I was talking to a friend yesterday about how I process random inbound email and I thought I ought to share this with everyone. So here it goes.
I get a ton of unsolicited inbound email from people I don't know. If the mail is from a person, it generally gets into my priority inbox and I see it. I expect that I get between fifty and a hundred emails in my priority inbox every day that are unsolicited and from people I don't know.
I do not try to reply to all of these emails. If they are not replied to after three or four days, I archive them and get them out of my inbox.
But I do try to reply to at least ten of them every day. And on some days I reply to twenty or twenty five of them. It just depends on how much time I have for email each day.

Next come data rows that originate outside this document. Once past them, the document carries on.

PR #708, opened 2024-07-23
refactor kernels.py into submodule

db091756:
### PR Type

### Description

Creates `kernels` subpackage.

`kernels.util.py` holds utility functions relating to kernels.
`kernels.base.py` holds the base kernel class `ScalarValuedKernel`, as well as the base composite classes `UniCompositeKernel`,  `DuoCompositeKernel` and the derived duo-composite kernels `AdditiveKernel` and `ProductKernel`
`kernels.scalar_valued.py` holds all currently implemented scalar valued kernels.

### How Has This Been Tested?

All existing tests pass.

(Write your answer here.)

### Screenshots

(Write your answer here.)


coreax/kernels/base.py
```diff
@@ -0,0 +1,503 @@
...
+
+
+class ScalarValuedKernel(eqx.Module):
+    """Abstract base class for scalar-valued kernels."""
+
+    def __add__(self, addition: ScalarValuedKernel) -> AdditiveKernel:
+        """Overload `+` operator."""
+        if not isinstance(addition, ScalarValuedKernel):
+            raise ValueError("'addition' must be an instance of a 'ScalarValuedKernel'")
+        return AdditiveKernel(self, addition)
```
rg936672, line 78: We've lost the ability to directly add a scalar to a kernel. (Also, if that's added back in, we'll need to reimplement `__radd__` to allow `kernel + scalar` as well as `scalar + kernel`).

coreax/kernels/base.py
```diff
@@ -0,0 +1,503 @@
...
+
+    def __mul__(self, product: ScalarValuedKernel) -> ProductKernel:
+        """Overload `*` operator."""
+        if not isinstance(product, ScalarValuedKernel):
+            raise ValueError("'product' must be an instance of a 'ScalarValuedKernel'")
+        return ProductKernel(self, product)
```
rg936672, line 84: We've also lost the ability to directly multiply a kernel by a scalar. (And we'll need to reimplement `__rmul__` to make it work both ways).

coreax/kernels/base.py
```diff
@@ -0,0 +1,503 @@
...
+
+        # Ensure the first and second kernels are symmetric for even powers to make use
+        # of reduced computation capabilities in ProductKernel. For example,
+        # :meth:`~divergence_x_grad_y_elementwise` can be computed more efficiently if
+        # the first and second kernels are recognised as the same.
+        for i in range(min_power, power):
+            if i % 2 == 0:
+                first_kernel = ProductKernel(first_kernel, self)
+            else:
+                second_kernel = ProductKernel(second_kernel, self)
```
rg936672, line 104: Would it be more efficient to instead implement a `PowerKernel` subclassing `UniCompositeKernel` that computes this directly, rather than relying on nested `ProductKernel` instances? That would also allow non-integer powers. That's probably out-of-scope for this PR, though, so may want to be its own issue.

coreax/kernels/base.py
```diff
@@ -0,0 +1,503 @@
...
+            block_sum, jnp.asarray(0.0), block_x, unroll=outer_unroll
+        )
+        if axis is None:
+            return accumulated_sum
+        num_rows_padded = block_x.data.shape[0] * block_x.data.shape[1]
+        column_sum_padded = column_sum_blocks.reshape(num_rows_padded, -1).sum(axis=1)
+        return column_sum_padded[:unpadded_len_x]
+
+
+class UniCompositeKernel(ScalarValuedKernel):
```
rg936672, line 350: Would it make more sense for this (and `DuoCompositeKernel`, `AdditiveKernel`, `ProductKernel`) to be in `coreax.kernels.scalar_valued` instead? Presumably when vector/function-valued kernels are introduced, we'll want to also have an `AdditiveKernel` (etc.) equivalent for them as well.

CHANGELOG.md
```diff
@@ -20,6 +20,16 @@ and this project adheres to [Semantic Versioning](https://semver.org/spec/v2.0.0
   - `coreax.inverses.RegularisedInverseApproximator` replaced by `coreax.least_squares.RegularisedLeastSquaresSolver`
   - `coreax.inverses.LeastSquaresApproximator` replaced by `coreax.least_squares.MinimalEuclideanNormSolver`
   - `coreax.inverses.RandomisedEigendecompositionApproximator` replaced by `coreax.least_squares.RandomisedEigendecompositionSolver`
+- Refactoring of `coreax.kernel.py` into `coreax.kernels` sub-package:
+  - `kernels.util.py` holds utility functions relating to kernels e.g. `median_heuristic`.
```
rg936672, line 24: Mention that `block_data_convert` is now public.

coreax/kernels/base.py
rg936672: Note that this (and the change to multiplication below) is a breaking change. Thus, it should have a deprecation period. (Or just not be changed - this feels like an unnecessary feature removal!)

coreax/kernels/base.py
rg936672: (If moved, remember to change the changelog comment as well!)

rg936672 (changes requested):
Generally looks good, but several changes here are breaking changes, which will need to have deprecation notices.

coreax/kernels/base.py
```diff
@@ -0,0 +1,503 @@
...
+    def __mul__(self, product: ScalarValuedKernel) -> ProductKernel:
+        """Overload `*` operator."""
+        if not isinstance(product, ScalarValuedKernel):
+            raise ValueError("'product' must be an instance of a 'ScalarValuedKernel'")
+        return ProductKernel(self, product)
+
+    def __pow__(self, power: int) -> ProductKernel:
+        """Overload `**` operator."""
+        min_power = 2
+        power = int(power)
```
rg936672, line 89: Note that doing `int(power)` just rounds `power` to the nearest integer - it won't throw any kind of error. To see this, change the test for invalid inputs to `__pow__` to instead to `kernel ** 2.5`, and note that no error is thrown (as the float is silently rounded to an int).

coreax/kernels/base.py
db091756: See above comment

coreax/kernels/base.py
db091756: Yes that seems like a good idea, will try implement this

coreax/kernels/base.py
db091756: If we move these classes then I have come into issues with circular imports as we have to import from the `scalar_valued.py` file which itself imports from `base.py` already. 

I couldn't come up with a way to have `AdditiveKernel` for example live outside the same class as `ScalarValuedKernel` for example

CHANGELOG.md
db091756: Will make this a private function again

coreax/kernels/base.py
db091756: I did realise this was happening but given that you cannot, in general, take fractional powers of kernels and [expect them to still be valid kernels](https://stats.stackexchange.com/questions/566822/in-machine-learning-for-a-kernel-function-k-is-sqrtk-also-a-valid-kernel-fun) I decided to round the float. I can see how this could be confusing and will make this error in the implementation of `PowerKernel`

rg936672: Ah, that's fair enough, I wasn't aware of that issue. Although just looking at the answer you linked, is the issue there that the exponent is less than 1, rather than that the exponent is fractional? I'm afraid I'm not familiar enough with kernels to answer that myself!

coreax/kernels/base.py
rg936672: You _could_ do 

```python
# __init__.py
from coreax.kernels.base import ScalarValuedKernel
from coreax.kernels.scalar_valued import (AdditiveKernel, ProductKernel, ...)

# base.py
from coreax import kernels
def function(x: kernels.AdditiveKernel): ...

# scalar_valued.py
from coreax import kernels
def other(x: kernels.ScalarValuedKernel): ...
```

and this avoids the circular import issue with some import-logic wizardry.

Alternatively, and I think this is possibly a better solution, you could move `base.py` and `scalar_valued.py` to e.g. `scalar_valued/base.py` and `scalar_valued/kernels.py` respectively, so that in future the other-valued kernels could be in e.g. `function_valued/` and `vector_valued/`. Then when importing from elsewhere, rather than `from coreax.kernels import XYZ`, you instead have to specify and go `from coreax.kernels.scalar_valued import XYZ`. (Then we can separately have `coreax.kernels.scalar_valued.AdditiveKernel` and `coreax.kernels.vector_valued.AdditiveKernel`; if client code needs to use both in the same file they can always just `import coreax.kernels.scalar_valued.AdditiveKernel as ScalarAdditiveKernel`.

coreax/kernels/base.py
rg936672: It's not necessarily a significant loss, but it _is_ a breaking change, so we shouldn't make it without a deprecation period. (In this particular case, we can just move `LinearKernel` back to `base.py`, and it then Just Works™.)

coreax/kernels/base.py
db091756: Implemented this now

coreax/kernels/base.py
db091756: The positive semi-definiteness of kernel functions is very related to the positive semi-definiteness of their resulting (kernel matrices)[https://en.wikipedia.org/wiki/Positive-definite_function]. So if we are considering fractional powers:

Given some kernel function $k:\mathcal{X}\times\mathcal{X}\to\mathbb{R}$ define

$$p(x,y) = k(x,y)^n$$

where

coreax/kernels/base.py
db091756: Added a private `_Constant` class to get around this issue.

db091756: Similar to https://scikit-learn.org/stable/modules/generated/sklearn.gaussian_process.kernels.ConstantKernel.html

coreax/kernels/base.py
db091756: Added back in

coreax/kernels/base.py
db091756: I am having trouble doing `from coreax import kernels` within the `base.py` and `scalar_valued.py` files, it appears to not recognise the import. Perhaps we can revisit this when I finish the operator-valued kernel implementation to see if this is an issue.

CHANGELOG.md
```diff
@@ -20,6 +20,16 @@ and this project adheres to [Semantic Versioning](https://semver.org/spec/v2.0.0
   - `coreax.inverses.RegularisedInverseApproximator` replaced by `coreax.least_squares.RegularisedLeastSquaresSolver`
   - `coreax.inverses.LeastSquaresApproximator` replaced by `coreax.least_squares.MinimalEuclideanNormSolver`
   - `coreax.inverses.RandomisedEigendecompositionApproximator` replaced by `coreax.least_squares.RandomisedEigendecompositionSolver`
+- Refactoring of `coreax.kernel.py` into `coreax.kernels` sub-package:
```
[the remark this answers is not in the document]
db091756: Done this now

coreax/kernels/base.py
rg936672: Revisiting this with the vector/function-valued kernels seems sensible, so let's leave this until then.

coreax/kernels/base.py
rg936672: Might be worth mentioning this in the `ScalarValuedKernel` or `ScalarValuedKernel.__pow__` docstring.

coreax/kernels/base.py
```diff
@@ -347,6 +351,37 @@ def slice_sum(accumulated_sum: Array, y_block: Data) -> tuple[Array, Array]:
...
 
 
+class _Constant(ScalarValuedKernel):
+    r"""Define a helper class to add additional functionality to magic methods."""
+
+    constant: float = eqx.field(default=1, converter=float)
+
+    def __check_init__(self):
+        """Check that the constant is not negative."""
+        if self.constant < 0:
```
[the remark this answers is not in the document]
db091756: Yes, added. Also added an additional parameter

coreax/kernels/scalar_valued.py
```diff
@@ -30,28 +30,42 @@ class LinearKernel(ScalarValuedKernel):
...
+    Given :math:`\rho`=` ``output_scale``, :math:`a=` ``constant`` and
+    :math: `b =` ``offset``,  the linear kernel is
     defined as :math:`k: \mathbb{R}^d\times \mathbb{R}^d \to \mathbb{R}`,
-    :math:`k(x, y) = \rho x^Ty + c`.
+    :math:`k(x, y) = a + \rho (x-b)^T(y-b)`.
 
     :param output_scale: Kernel normalisation constant, :math:`\rho`
-    :param constant: Additive constant, :math:`c`
+    :param constant: Additive constant, :math:`a`, must be positive
+    :param offset: Offset term, :math:`b`
```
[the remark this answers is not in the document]
db091756: Will do

coreax/kernels/scalar_valued.py
```diff
@@ -30,28 +30,42 @@ class LinearKernel(ScalarValuedKernel):
...
     """
 
     output_scale: float = eqx.field(default=1.0, converter=float)
     constant: float = eqx.field(default=0.0, converter=float)
+    offset: float = eqx.field(default=0.0, converter=float)
+
+    def __check_init__(self):
+        """Check that the additive constant is not negative."""
+        if self.constant < 0:
```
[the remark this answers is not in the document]
db091756: Yes, this would need adding to every kernel in the codebase though. I guess we have been assuming up to this point people choose sensible parameters for these things.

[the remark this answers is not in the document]
db091756: I could add `__check_init__`'s to every kernel or remove the one I added to stay consistent?

rg936672 (approved):

coreax/kernels/scalar_valued.py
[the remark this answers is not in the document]
db091756: See #719

coreax/kernels/scalar_valued.py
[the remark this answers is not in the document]
db091756: See #718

My process for determining which of these emails I reply to is a bit random and I like it that way. I want to give every unsolicited email some chance of getting a response. But it is not totally random. Subject line matters. As does the content of the email. Brevity is better. A long email that goes on and on is a lot less likely to get a response from me. And, of course, the more relevant the email is to my life, the more likely it will get a reply. I do open a lot of email and then just archive it because it's not relevant.
I want to remain open to randomness. I believe there are great ideas and people out there who have no better way to get my attention than to spam me. So I open that kind of email and reply to it. But there is a seemingly endless supply of it out there and I can't and won't ever be able to reply to all of it.
There are many who suggest that I have an assistant or two reply for me. Or forward it to one of our analysts for a reply. My belief is that the person who sent me the email wants me to see it and getting a reply from an assistant or an analyst is not the desired outcome for them. So I don't do that and probably never will.
I hope this is useful to folks who are sending me email and expecting a reply. You may get it. You may not. That's how it is and I am OK with it.